Clin Res Cardiol (2023). https://doi.org/10.1007/s00392-023-02180-w

Prognostic impact of QFR-consistency for PCI strategy in patients with acute coronary syndrome
A. Erbay1, L. Penzel2, Y. Abdelwahed2, J. Klotsche3, A. Heuberger2, A.-S. Schatz2, C. Seppelt2, J. Steiner2, A. Haghikia2, U. Landmesser2, B. Stähli4, D. Leistner1
1Med. Klinik III - Kardiologie, Angiologie, Universitätsklinikum Frankfurt, Frankfurt am Main; 2CC 11: Med. Klinik für Kardiologie, Charité - Universitätsmedizin Berlin, Berlin; 3Deutsches Rheumaforschungszentrum Berlin, Berlin; 4Universitäres Herzzentrum, UniversitätsSpital Zürich, Zürich, CH;
Background: Functionally guided complete coronary revascularization in patients with acute coronary syndrome (ACS) is associated with prognostically better outcome and has been demonstrated in several studies for invasively assessed fractional flow reserve (FFR). Quantitative flow ratio (QFR) represents an angiography-based functional tool for fast hemodynamic assessment using three-dimensional remodelling and computational flow algorithms.

Aims: The present study investigated for the first time the prognostic impact of QFR-consistent percutaneous coronary intervention (PCI) of non-culprit lesions (NCL) in patients with ACS.

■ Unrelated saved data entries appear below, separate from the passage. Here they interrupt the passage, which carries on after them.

PR #354, opened 2012-05-18
bz19066. more working around Vimeo flakiness

paulswartz:
Now, we use Vimeo's built-in (sort of) support for getting download URLs.  It also adds a test case for Vimeo scraping.


bendk:
I think this should be fine.  I had one small nitpick/question.  If you want to change something based on that, go for it.  If I'm not reading the regex right, ignore it.

Either way, I think it's safe to merge and you should go for it once you either make the change or decide to ignore.

PR #355, opened 2012-05-18
bz19136: Fix race condition in sending the MovieDataTaskStatus message

bendk:
We need to send MovieDataTaskStatus before we send the TaskResult.  Otherwise
there's a possibility that the main process will see the TaskResult, then the
timeout will fire, before MovieDataTaskStatus gets processed.  This all
results in the crash that janet reported.

I'm hoping to get this one into the 5.0 branch, so please give it a nice peer-review.


paulswartz:
Looks like you're just sending the status messages more closely to where you're handling the tasks, and sending the "we're done" message a little earlier.  Seems fine.

PR #358, opened 2012-05-21
Changes to the title column of the item table.

bendk:
Before title tracked the title that we got from metadata (file tags, echonest,
etc).  Now that's stored in metadata_title, and title is the computed value of
title (what get_title() used to return).

This is needed if we are going to implement frontend item list using SQL
queries, since if the user sorts by title, we need this for the ORDER BY
clause.

I wrote this while working on a private branch to implement the plan in FrontendDataOverhaul.  I was thinking that maybe it would be a good idea to commit changes like this to master that are self-contained DB schema changes.  I think it might make merging less painful when I'm done with everything.

I could see an argument to not checking this in until I was done with all my work for FrontendDataOverhaul.  If you want to make an argument for that, then I could wait on merging.

### DIFF
--- a/tv/lib/item.py
+++ b/tv/lib/item.py
@@ -998,6 +998,7 @@ class Item(DDBObject, iconcache.IconCacheOwnerMixin):
     def update_from_metadata(self, metadata_dict):
         """Update our attributes from a metadata dictionary."""
         # change the name of title to be "metadata_title"
+        metadata_dict = metadata_dict.copy()
         if 'title' in metadata_dict:
             metadata_dict['metadata_title'] = metadata_dict.pop('title')
         self._bulk_update_db_values(metadata_dict)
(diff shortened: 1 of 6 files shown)


tv/lib/item.py
```diff
@@ -995,7 +997,11 @@ def file_moved(self, new_filename):
 
     def update_from_metadata(self, metadata_dict):
         """Update our attributes from a metadata dictionary."""
+        # change the name of title to be "metadata_title"
+        if 'title' in metadata_dict:
+            metadata_dict['metadata_title'] = metadata_dict['title']
```
paulswartz: Should this be `.pop('title')`?

bendk: Good point.  Pushed a new commit for this.

PR #362, opened 2012-05-24
Make plugins work on linux.

bendk:
I'm not sure the ramifications of changing gtk.gdk.threads_init() to
gobject.threads_init(), but it seems correct in theory at least.  We don't
need gtk.gdk.threads_init() unless we access GTK/GDK from separate threads,
which we don't.  And if we did that, we would need a
threads_enter()/threads_leave() pair, which we're not using.

This fixes things for me.  Is it really this easy?

### DIFF
--- a/tv/linux/plat/frontends/widgets/application.py
+++ b/tv/linux/plat/frontends/widgets/application.py
@@ -143,7 +143,7 @@ class LinuxApplication(Application):
         gobject.set_application_name(app.config.get(prefs.SHORT_APP_NAME))
         os.environ["PULSE_PROP_media.role"] = "video"
 
-        gtk.gdk.threads_init()
+        gobject.threads_init()
         self._setup_webkit()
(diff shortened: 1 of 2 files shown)


geoffl:
does gstreamer use threading with gobject/gtk?  otherwise I think this is good to go

paulswartz:
Should we be doing this on Windows, too?

We're not planning to merge this for 5.0, right? I'm fine with throwing it into master since we'll find any issues soon enough.

paulswartz:
Looks like Debian unbroke my libav libraries, so I was finally able to test this.  It works for me too, so I'm going to merge.

bendk:
Already merged, but I guess I'll add some comments.  I don't believe gstreamer does anything with GTK/GDK.  It simply inputs an x window id and renders to that.

Using gobject.threads_init() is exactly what we do on windows.  That's partly why I think this should be safe.

PR #384, opened 2012-07-08
bz19345: Completely remove delayed sharing start feature.

geoffl:
Don't delay the sharing start in any way until we think about this further.
I think what's happened is we have tried to delete something before the
sharing's started and so it tries to remove an item which the sharing
manager did not know about.

Since sharing wasn't really designed with that in mind let's just disable it
for now since this is the safest.

(note: don't forget to cherry-pick for 5.0.2 if it looks good!)


bendk:
Looks fine to me.

PR #385, opened 2012-07-09
Build with FFmpeg 0.11

ilpianista:
This fixes all build failures with FFmpeg < 0.11.

It breaks the build with previous FFmpeg versions.


bendk:
Hi bashinx, thanks for the pull request.  What happens when this code runs on a system with ffmpeg >= 0.11?  If it won't work, then I think we need to use conditional compilation or something to avoid the conflicts.

ilpianista:
I didn't try (nor I can, as on Arch Linux we already switched to 0.11). You've two choice here:
1) use conditional compilation
2) bump minimum ffmpeg version required

bendk:
I think this code is good, but let's merge into master rather than the 5.0 branch.  I don't think we are going to be releasing any more versions there unless we have to and it seems this isn't a deal-breaker for any distros.

Here's the pull-request for the master branch.
https://github.com/pculture/miro/pull/412

PR #388, opened 2012-07-12
bz19276 comment #5: fix layout of the 7digital links.

bendk:
Not sure why things worked okay on GTK, but we were packing the HBox wrong.


geoffl:
looks ok

PR #394, opened 2012-07-27
Made ubuntu helper scripts executable

bendk:


bendk:
This pull request is now more than just a chmod, but I'm too lazy to open up a new one.  It's pretty trivial in any case.

PR #395, opened 2012-07-28
Added an extra commit/begin pair in upgrade189.

bendk:
Otherwise this upgrade crashes on ubuntu oneric (and presumably other
distros with older sqlite versions)


geoffl:
looks good

PR #396, opened 2012-07-28
Fixed SQL triggers that insert values into item_fts

bendk:
If the user upgraded their database, we weren't copying the parent_title text
over.

Added a unittest to check this in the future.


geoffl:
looks good

PR #397, opened 2012-08-02
bz19415: Update binary kit.

geoffl:
Build with binary kit with updated libtorrent and boost to fix
magnet downloads on OS X 10.8.


geoffl:
merging

PR #399, opened 2012-08-03
Fixing the unittests on osx.

bendk:
We don't need to run the info list test anymore since it's being replaced.
Also the itemrenderer test was only working on GTK so let's skip it on OSX.


geoffl:
let's merge

PR #400, opened 2012-08-03
Better way to determine if we create a new database.

bendk:
In the old code, backend would check if the database path didn't exist.  But
if the frontend opened the database first this would fail.


geoffl:
let's merge

bendk:
Merging.

PR #401, opened 2012-08-04
bz19413: Make ItemInfo.thumbnail a Filename when it comes from a screenshot

bendk:
Refactored the various path columns to try to make them more consistent.  Now
data straight from the database is <name>_path_unicode and the data
as a FilenameType is <name>_path

The one exception is filename, which is referenced in a bunch of places, so I
didn't want to change it.  Still, I renamed the corresponding attribute to
filename_unicode.


geoffl:
merging

PR #402, opened 2012-08-08
Osxlayout

bendk:
This is one fix that changes how we lay out things on OSX, then a fix for 19411 (and also 18863 in the process)


geoffl:
merging

PR #100, opened 2017-10-04
Preparing CASL for a release with update contrib

oybed:
#### What does this PR do?
Updating the CASL repo to utilize the newly cut v.3.6.0 release of upstream contrib

Ensure CASL provisioning works as expected

N/A

cc: @redhat-cop/casl


README.md
```diff
@@ -1,37 +1,44 @@
...
+
 ```
 cd ~/src/
-git clone git@github.com:redhat-cop/casl-ansible.git
+git clone https://github.com/redhat-cop/casl-ansible.git
 ```
-* Copy `casl-ansible/inventory/sample.casl.example.com.d/inventory/clouds.yaml` to `~/.config/openstack/clouds.yaml`
 
-* Download/untar `openshift-ansible` (or use git clone) for use as part of the install. Make sure to do so within the same directory as above (i.e.: `~/src`), and either rename the directory to `openshift-ansible` or create symlink to it (see example below). See table below for versions / urls to be used for the download. Note that other versions may work as well, but these are the ones we have tested and found to be stable. Feel free to submit PRs for this file with updated versions as they are found to be functional.
+* Download/untar `openshift-ansible` for use as part of the install. Make sure to do so within the same directory as above (i.e.: `~/src`), and either rename the directory to `openshift-ansible` (or create symlink to it - see example below). See table below for versions / urls to be used for the download.
```
etsauer: Why did we remove the git clone portion? In my mind we should be pushing people more towards `git clone/git checkout release-3.x` than downloading tars.

README.md
```diff
@@ -1,37 +1,44 @@
 #  CASL Ansible
 
-Automation of OpenShift 3 using [Ansible](http://www.ansible.com/)
+Automation of OpenShift 3 using [Ansible](http://www.ansible.com/).
```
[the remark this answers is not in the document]
oybed: sounds good - will do

README.md
oybed: Maybe more of a preference;  I believe going the route of downloading a tar-file is "simpler" + allows for an easier way of using a particular release rather than always the "latest" 3.x.y.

Methods: A total of 792 patients with ACS who underwent primary PCI of the ACS-causing culprit lesion were enrolled in the analysis. Post-hoc QFR analyses of 1320 non-culprit vessels were performed by investigators blinded to clinical outcome. Major adverse cardiovascular events (MACE), including all-cause mortality, non-fatal myocardial infarction, and ischemia-driven coronary revascularization within two years after the index ACS event were assessed. Patients were stratified into QFR-consistent and QFR-inconsistent PCI groups according to their QFR-results for non-culprit vessels. Group 1 “QFR-consistent PCI” consists of patients in whom all NCL with QFR ≤0.80 were treated by PCI at time of ACS or planned staged procedure and none of the NCL with QFR >0.80 were treated. The second group “QFR-inconsistent PCI” comprises patients with at least one revascularized non-culprit vessel with QFR >0.80 or at least one vessel with NCL QFR 0.80 which was not treated.

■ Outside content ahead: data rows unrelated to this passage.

PR #104, opened 2017-10-07
Introducing tags and filter_tags for partial runs of inventory 

### LINKED ISSUE #90: openshift-applier: Allow for some method of only running portions of the inventory

oybed:
#### What does this PR do?
Introducing filter & tags to allow for filtering which portion of an inventory should be applied. This PR is inspired by PR #93 and conversation in issue #90 

Add the `tags` list to some portion of the inventory, then run with the `filter_tags=<tag>,<tag>`

Resolves #90 

cc: @redhat-cop/casl @sherl0cks @InfoSec812


sherl0cks:
@oybed @etsauer I reviewed the code and I like the approach. This provides the functionality I need, and it keeps the model "ansible native" as has been the theme with the applier. I haven't reviewed the code, but so long as meets your implementation requirements, it meets my functional requirements. 

Nice job @oybed

PR #117, opened 2017-10-18
Making pv cleanup part of decommissioning a cluster

etsauer:
#### What does this PR do?
Deletes pvs before cluster delete

Provision a cluster with dynamic provisioning enabled. Ensure some pvcs get created and bound. Then delete the cluster with the following:

```
ansible-playbook -i /path/to/inventory casl-ansible/playbooks/openshift/delete-cluster.yml
```

Now log into cloud and make sure that the kubernetes volumes are all cleaned up.

n/a

cc: @redhat-cop/casl

### DIFF
--- a/playbooks/openshift/delete-cluster.yml
+++ b/playbooks/openshift/delete-cluster.yml
@@ -1,8 +1,8 @@
 ---
 - hosts: seed-hosts
   roles:
-  - roles/openshift-ansible-contrib/openshift-pv-cleanup
+  - openshift-ansible-contrib/roles/openshift-pv-cleanup
 
 - include: delete-openstack.yml
-  when: 
+  when:
   - hosting_infrastructure == 'openstack'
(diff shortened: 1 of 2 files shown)


playbooks/openshift/delete-cluster.yml
```diff
@@ -1,4 +1,7 @@
 ---
+- hosts: seed-hosts
+  roles:
+  - openshift-pv-cleanup
```
oybed: This needs to be referenced from `openshift-ansible-contrib` - i.e.: add the `roles/openshift-ansible-contrib` to the path

playbooks/openshift/delete-cluster.yml
```diff
@@ -1,4 +1,7 @@
 ---
+- hosts: seed-hosts
+  roles:
+  - roles/openshift-ansible-contrib/openshift-pv-cleanup
```
oybed: Actually, no `roles` - see this one for an example:
https://github.com/redhat-cop/casl-ansible/blob/master/playbooks/openshift/delete-openstack.yml#L7

etsauer:
@oybed sorry. I actually tested this time :)

oybed:
Looks good - thank you for submitting this change @etsauer

PR #124, opened 2017-11-15
Inventory vars to set root size for AWS instances

oybed:
#### What does this PR do?
This PR adds the capability of setting the root (/) partition size for instances in AWS as the default 10G is too small. Also, this does some other clean-up for the AWS provisioning - including a bug for the node flavor sizing.

Run the AWS provisioning 

N/A

cc: @redhat-cop/casl


oybed:
@makentenza done - PTAL

makentenza:
Thanks! LGTM. Merging

PR #125, opened 2017-11-15
Added patched ansible container

InfoSec812:
#### What does this PR do?
Adds a Dockerfile which can be used to build a container which includes a patched version of 
ansible which solves an issue with openshift applier

Talk to Øystein!

cc: @oybed


oybed:
LGTM - thank you @InfoSec812

PR #129, opened 2017-11-21
Fix missing dependency for create_users

oybed:
#### What does this PR do?
Adding users with the `htpasswd` module in Ansible fails with missing dependency on python's `passlib`. This PR ensures the dependency is installed.

Define an inventory using htpasswd for an OpenShift cluster, add a set of users per the example inventory, then run the provisioning (alternatively run the `post-install` playbook to call the `create_users` role)

N/A

cc: @redhat-cop/casl


oybed:
@etsauer ping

Results: The QFR-consistent PCI group comprised 646 patients, while the QFR-inconsistent PCI group included 146 patients. Patients with QFR-inconsistent PCI had a significantly higher risk for MACE (18.5% vs. 3.4%; hazard ratio (HR) 5.94, 95% confidence interval (CI) 3.38-10.43; p<0.001) mainly driven by non-fatal myocardial infarction (15.1% vs. 2.0%; HR 8.09, 95% CI 4.08-16.06; p<0.001) and ischemia-driven revascularization (5.5% vs. 1.2%; HR 4.82, 95% CI 1.81-12.84; p=0.001).

Conclusions: The present study for the first time demonstrates a prognostic impact of QFR-consistent PCI of non-culprit lesions on clinical outcomes in patients with ACS and underlines the value of angiography-based functional assessment for personalized risk stratification and revascularization strategy in patients with ACS.